The data below is our data, no one else's data. We can't make sustainable business decisions based on hypotheticals or someone else's data. We make decisions for our farm based on our outcomes and experiences. These figures are not everyone else's figures. These figures do not extrapolate to our neighbors or farmers in other regions or states. These figures are what drives our decision making and choices for the coming year. If the market changes, we change our decision making process. If yield or costs change, we change our decision making process.

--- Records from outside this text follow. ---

Issue #207, opened 2016-04-22
Network need expose an interface NetworkInspectWithRaw


HackToday:
Right now, the docker issue https://github.com/docker/docker/issues/22231
because of engine-api 
```
NetworkInspect(ctx context.Context, networkID string) (types.NetworkResource, error)
```
it need a new interface like container/image inspect, defined as following
```
NetworkInspectWithRaw(ctx context.Context, networkID string) (types.NetworkResource, []byte, error)
```
Then the inspect can -f (go template) with `Id` like container/image did

HackToday:
#dibs

HackToday:
ping @calavera and @vdemeester  WDYT.

vdemeester:
@HackToday Sorry for the delay.. Wanted to answer before but got.. carried away.
Looking at the docker/docker issue, I think it makes sense to be consistent (having those methods for Containers, Images, Network and Volumes).

So I would definitely be ok with it. I also think, we might want to make sure all these 4 (container, image, network and volume) have both methods.

calavera:
yep, that's the way to go. You can read about the issue with Go templates further in this issue:

https://github.com/docker/go/pull/3

thaJeztah:
wow, that's one massive PR; sad it didn't get any attention

thaJeztah:
@HackToday did you want to work on this issue?

HackToday:
sure @thaJeztah  will check it , Miss that those days :0

HackToday:
@thaJeztah  One question for that, as this depend on engine-api, should I send a PR for engine-api, after that merged, then I send PR to docker-engine ? 
Do we need some vendor to do that ?

thaJeztah:
@HackToday I think in this case, it's good to open a PR here first, and open a PR to docker/docker after its merged here. Can you do PRs for all types? (Networks, Volumes etc) https://github.com/docker/engine-api/issues/207#issuecomment-215022955

PR #228, opened 2016-05-19
Add Raw interface for network,volume inspect

HackToday:
Closes: #207

### DIFF
--- a/client/volume_inspect.go
+++ b/client/volume_inspect.go
@@ -1,7 +1,9 @@
 package client
 
 import (
+	"bytes"
 	"encoding/json"
+	"io/ioutil"
 	"net/http"
 
 	"github.com/docker/engine-api/types"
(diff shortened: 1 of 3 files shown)


HackToday:
ping @vdemeester and @thaJeztah  PTAL let me know if it ok or not for this. Thanks

client/volume_inspect.go
```diff
@@ -22,3 +24,24 @@ func (cli *Client) VolumeInspect(ctx context.Context, volumeID string) (types.Vo
 	ensureReaderClosed(resp)
 	return volume, err
 }
+
+// VolumeInspectWithRaw returns the information about a specific volume in the docker host and it's raw representation
+func (cli *Client) VolumeInspectWithRaw(ctx context.Context, volumeID string) (types.Volume, []byte, error) {
```
dnephin: To remove the code duplicate with `VolumeInspect()` maybe `VolumeInspect()` should call this new method, and just discard the body?

This method does a little bit of extra work, but it shouldn't be significant, and the old method is really just there for backwards compatibility now (it won't actually get called by the engine I believe).

Same comment about the network inspect call.

vdemeester: @HackToday I definitely agree with @dnephin. I even think we could do this for the existing ones (in `container_inspect.go` and `image_inspect.go`).

HackToday:
@dnephin  and @vdemeester  PTAL the new change. Thanks

vdemeester:
LGTM 🐮

calavera:
LGTM

PR #233, opened 2016-05-21
Handle JSON errors from the server

bfirsh:
See https://github.com/docker/docker/pull/22880

### DIFF
--- a/client/request.go
+++ b/client/request.go
@@ -11,6 +11,7 @@ import (
 	"strings"
 
 	"github.com/docker/engine-api/client/transport/cancellable"
+	"github.com/docker/engine-api/types"
 	"golang.org/x/net/context"
 )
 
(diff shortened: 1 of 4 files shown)


cpuguy83:
Hmm, I'm not sure about this.
I like how the registry is handling this with errcode, however I don't think I see much usefulness out of json errors with an HTTP status code and a message.

calavera:
This is also importing packages from `docker/docker`, which goes against the practices in this repository.

bfirsh:
@cpuguy83 There is a need for JSON errors of some kind, no strong feelings about whether there's a code or not. Some discussion of that in https://github.com/docker/docker/pull/22880

@calavera Ah, understood. I'll put the error struct in here.

bfirsh:
Added `ErrorResponse` instead of using `jsonmessage.APIError` from `docker/docker`.

client/request.go
```diff
@@ -130,7 +131,19 @@ func (cli *Client) sendClientRequest(ctx context.Context, method, path string, q
 		if len(body) == 0 {
 			return serverResp, fmt.Errorf("Error: request returned %s for API route and version %s, check if the server supports the requested API version", http.StatusText(serverResp.statusCode), req.URL)
 		}
-		return serverResp, fmt.Errorf("Error response from daemon: %s", bytes.TrimSpace(body))
+
+		var errorMessage string
+		if strings.Contains(resp.Header.Get("Content-Type"), "application/json") {
```
calavera: should this be `==`? what are the possible content types? we should check specifically for them.

bfirsh: The server returns `application/json; charset=utf-8`, and the default is `utf-8` so we should support just `application/json` too.

Realistically we'll only consume/produce utf-8, so perhaps this should check for the exact strings `application/json` or `application/json; charset=utf-8`.

calavera: SGTM

bfirsh: Hmm. Seems like I'm wrong and the Engine actually just returns `application/json`. Not sure where I found `charset=utf-8`. Perhaps it was in some documentation somewhere.

I've updated to just check for the exact string `application/json`.

calavera:
LGTM

justincormack:
Tested this and it seems to behave as I would expect with different API versions.

LGTM

(I would prefer to add the error code, but the whole idea is this is extensible later eg we can add stack traces in debug mode or line the error is from, or nested error info from runc etc later so lets go with this now).

thaJeztah:
moving this to code review; or were we there already?

justincormack:
Yes, code LGTM.

thaJeztah:
LGTM

Issue #230, opened 2016-05-19
ContainerStop and ContainerRestart should use time.Duration for timeout


aaronlehmann:
These API functions take an integer number of seconds for a timeout. It would be much more idiomatic Go to use `time.Duaration` to specify the timeout.

vdemeester:
ohhh I like that 😃

LK4D4:
I like that too

PR #235, opened 2016-05-25
Use time.Duration as type for timeouts

pdalpra:
This PR replaces instances of where timeout was an `int` representing the number of seconds by `time.Duration`, as suggested by #230 .
Not entirely sure about the float64 -> int conversion, also thought about using `strconv.FormatFloat(v, 'f', 0, 64)` for formatting it as an integer. WDYT ?

### DIFF
--- a/client/container_restart.go
+++ b/client/container_restart.go
@@ -2,17 +2,18 @@ package client
 
 import (
 	"net/url"
-	"strconv"
+	"time"
 
+	timetypes "github.com/docker/engine-api/types/time"
 	"golang.org/x/net/context"
 )
 
 // ContainerRestart stops and starts a container again.
 // It makes the daemon to wait for the container to be up again for
 // a specific amount of time, given the timeout.
-func (cli *Client) ContainerRestart(ctx context.Context, containerID string, timeout int) error {
+func (cli *Client) ContainerRestart(ctx context.Context, containerID string, timeout time.Duration) error {
 	query := url.Values{}
-	query.Set("t", strconv.Itoa(timeout))
+	query.Set("t", timetypes.DurationToSecondsString(timeout))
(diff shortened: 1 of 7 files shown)


vdemeester:
@pdalpra cool :+1: Using `strconv.FormatFloat` makes more sence to me (reading it at least).

pdalpra:
should I introduce this a utility function or inline the code for the time being ?

vdemeester:
@pdalpra maybe a utility function it `types/time` :stuck_out_tongue_closed_eyes:

pdalpra:
sorry for keeping it stale, will update the PR today

pdalpra:
@vdemeester PR (finally !) updated

vdemeester:
LGTM :angel: 
/cc @aaronlehmann @calavera

pdalpra:
I can take of the matching PR on `docker/docker` if you like

calavera:
LGTM

MHBauer:
I'm a bit late to the review. 

First, great thought and contribution @pdalpra. It is much appreciated and I think it is good practice to use `time.Duration`s for our timeout durations.


I do not like that we convert an int to a float then parse the float to convert to a string.

1. Too much conversion when it should be just number to number. (This is more of an aesthetics thing)
2. This adopts float semantics for an integer. (I think this is mainly to be used with full seconds, so it does not matter so much)

My suggestion would to be add a comment on the rounding, just so no-one expects to get sub second precision, or to adopt what is in the godocs for `time.Duration`, i.e. the calculation becomes `int64(duration/time.Second)` instead of the float/string parsing. That also does a rounding (always round down) with no sub second precision.

Thanks again @pdalpra for the contribution here and in docker/docker#23344!

PR #238, opened 2016-05-28
Make NotFound Errors exportable

vdemeester:
If they are not exportable, it's impossible to write unit-test on library using `engine-api` that would return an `imageNotFoundError` or other NotFoundErrors 🐹.

This is a naive approach and I'm not sure this is the right one either. But somehow, in some unit-test in `libcompose` I need to make my client returning a `networkNotFoundError` (or the same for other types) and there is currently no way I can do that (or I'm missing something :stuck_out_tongue_closed_eyes: ).

/cc @calavera @LK4D4 @runcom @stevvooe 

🐸

### DIFF
--- a/client/errors.go
+++ b/client/errors.go
@@ -8,26 +8,47 @@ import (
 // ErrConnectionFailed is an error raised when the connection between the client and the server failed.
 var ErrConnectionFailed = errors.New("Cannot connect to the Docker daemon. Is the docker daemon running on this host?")
 
+type notFound interface {
+	error
+	NotFound() bool // Is the error a NotFound error
+}
+
+// IsErrNotFound returns true if the error is caused with an
+// object (image, container, network, volume, …) is not found in the docker host.
+func IsErrNotFound(err error) bool {
+	te, ok := err.(notFound)
+	return ok && te.NotFound()
+}
+
 // imageNotFoundError implements an error returned when an image is not in the docker host.
 type imageNotFoundError struct {
 	imageID string
 }
 
+// NoFound indicates that this error type is of NotFound
+func (e imageNotFoundError) NotFound() bool {
+	return true
+}
+
 // Error returns a string representation of an imageNotFoundError
-func (i imageNotFoundError) Error() string {
-	return fmt.Sprintf("Error: No such image: %s", i.imageID)
+func (e imageNotFoundError) Error() string {
+	return fmt.Sprintf("Error: No such image: %s", e.imageID)
 }
 
 // IsErrImageNotFound returns true if the error is caused
 // when an image is not found in the docker host.
 func IsErrImageNotFound(err error) bool {
-	_, ok := err.(imageNotFoundError)
-	return ok
+	return IsErrNotFound(err)
 }
 
 // containerNotFoundError implements an error returned when a container is not in the docker host.
 type containerNotFoundError struct {
 	containerID string
+}
+
+// NoFound indicates that this error type is of NotFound
+func (e containerNotFoundError) NotFound() bool {
+	return true
 }
 
 // Error returns a string representation of a containerNotFoundError
@@ -38,13 +59,17 @@ func (e containerNotFoundError) Error() string {
 // IsErrContainerNotFound returns true if the error is caused
 // when a container is not found in the docker host.
 func IsErrContainerNotFound(err error) bool {
-	_, ok := err.(containerNotFoundError)
-	return ok
+	return IsErrNotFound(err)
 }
 
 // networkNotFoundError implements an error returned when a network is not in the docker host.
 type networkNotFoundError struct {
 	networkID string
+}
+
+// NoFound indicates that this error type is of NotFound
+func (e networkNotFoundError) NotFound() bool {
+	return true
 }
 
 // Error returns a string representation of a networkNotFoundError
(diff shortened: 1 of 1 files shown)


runcom:
There's an interesting read about errors: Assert errors for behaviour, not type http://dave.cheney.net/2016/04/27/dont-just-check-errors-handle-them-gracefully

:smile_cat:

vdemeester:
@runcom yeah I've read it this last week, this morning too but… not sure how to apply there though…

Maybe like this : 

```go
type InspectNotFoundError interface {
    ID() string
}

type imageNotFoundError struct {
    imageID string
}

func (i imageNotFoundError) ID() string {
    return i.imageID
}

func (i imageNotFoundError) Error() string {
    return fmt.Sprintf("Error: No such image: %s", i.ImageID)
}

// …
func IsErrNotFound(err error) bool {
    _, ok := err.(InspectNotFoundError)
    return ok
}
```

… and thus removing all `IsErrContainerNotFound`, … and just keep a `IsErroNotFound`.

WDYT ?

thaJeztah:
Perhaps I'm misunderstanding, but weird thing is that Golang itself exports it's errors, e.g. [ErrNotExist](https://golang.org/pkg/os/#ErrNotExist), but looks like they do some additional trickery https://golang.org/src/os/error_unix.go?h=isNotExist#L25 (called from [`os.IsNotExist()`](https://golang.org/pkg/os/#IsNotExist)), so should we have a `IsNotFound()` function, that returns true if it's an ImageNotFound, VolumeNotFound etc? Sorry if I'm talking BS here :sweat_smile: 

Note; `IsErrInspectNotFound(err)` should probably be `IsInspectNotFound(err)` (no `Err` in the name)

calavera:
It makes sense that the errors are exported if we're going to generate them from other libraries. They were originally intended to be private.

LGTM

runcom:
I don't think we should generate those from other libraries either. Since those errors are "not found" errors, at least we should provide a way to check that an error is of type not found, not by exporting them (same as go/net does for OpError)

runcom:
And other libraries should not couple like this imo.

vdemeester:
@runcom I'll rework it with the interface, as it makes less/almost no coupling :wink:

runcom:
looks better to me - `NotFound()` seems not necessary though (except for the interface implementation) because it always returns true :/

client/errors.go
```diff
@@ -38,15 +52,20 @@ func (e containerNotFoundError) Error() string {
 // IsErrContainerNotFound returns true if the error is caused
 // when a container is not found in the docker host.
 func IsErrContainerNotFound(err error) bool {
-	_, ok := err.(containerNotFoundError)
-	return ok
+	te, ok := err.(notFound)
+	return ok && te.NotFound()
```
stevvooe: Can we centralize this?

vdemeester: @stevvooe hum what do you mean ? :sweat_smile:

runcom: probably a generic notfound handler which does type assertion + ok && ...?

stevvooe:
LGTM

May want to introduce a separate `errors` package to centralize error handling but that is outside the scope of this PR.

Prevents this in client code:

```
func isUnknownContainer(err error) bool {
	return strings.Contains(err.Error(), "No such container:")
}
```

@runcom 
> looks better to me - NotFound() seems not necessary though

Indeed, but it represents the [best practices in error handling](http://dave.cheney.net/2016/04/27/dont-just-check-errors-handle-them-gracefully). I don't agree with everything in that blog post, but it's extremely composable and highly flexible. See `net.Temporary/net.Timeout` for another example.

runcom:
> Indeed, but it represents the best practices in error handling. I don't agree with everything in that blog post, but it's extremely composable and highly flexible. See net.Temporary/net.Timeout for another example.

me neither - was just pointing that out thinking out loud - `net.Temporary/net.Timeout` is exactly what I was looking before chiming in here ;)

vdemeester:
Updated
/cc @runcom @LK4D4 @calavera @stevvooe :angel:

client/errors.go
```diff
@@ -72,8 +101,7 @@ func (e volumeNotFoundError) Error() string {
 // IsErrVolumeNotFound returns true if the error is caused
 // when a volume is not found in the docker host.
 func IsErrVolumeNotFound(err error) bool {
-	_, ok := err.(volumeNotFoundError)
-	return ok
+	return IsErrNotFound(err)
```
runcom: I think we're missing something - is `IsErrNotFound` is exported any of the volume|image|container error not found will pass this check but there's no way to tell if it was volume|image|container - I'm suggesting to have a filed (like `Op` filed in go net error if I'm not wrong) which tell us more about the error. Does this make sense? /cc @stevvooe

vdemeester: Hum good point :+1:

stevvooe: The nice thing about this approach is that we don't necessarily need to add it in this PR. We just define a new interface method that exports the object type.

Is there a direct need for this as part of this PR?

stevvooe:
LGTM

client/errors.go
runcom: I don't think so (even if it would be good, I guess a follow up is fine though)

runcom:
LGTM

calavera:
Still LGTM

PR #240, opened 2016-05-30
Only set url value when it's not empty

WeiZhang555:
Only a small nit.
Currently docker start API always contains a trailing `checkpoint=` even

In the end, our goal is to have healthy soils producing healthy foods and have a sustainable family farm to leave for the next generation.
GMO vs NonGMO Production Comparison
Will Rogers is credited with the quote: "The farmer has to be an optimist or he wouldn't still be a farmer." Optimistically, each winter we review our harvest data comparing our crop yield by variety to our cost of production for that crop that season, in consideration of the type of growing season we had, in order to decide what seeds to purchase for the coming season.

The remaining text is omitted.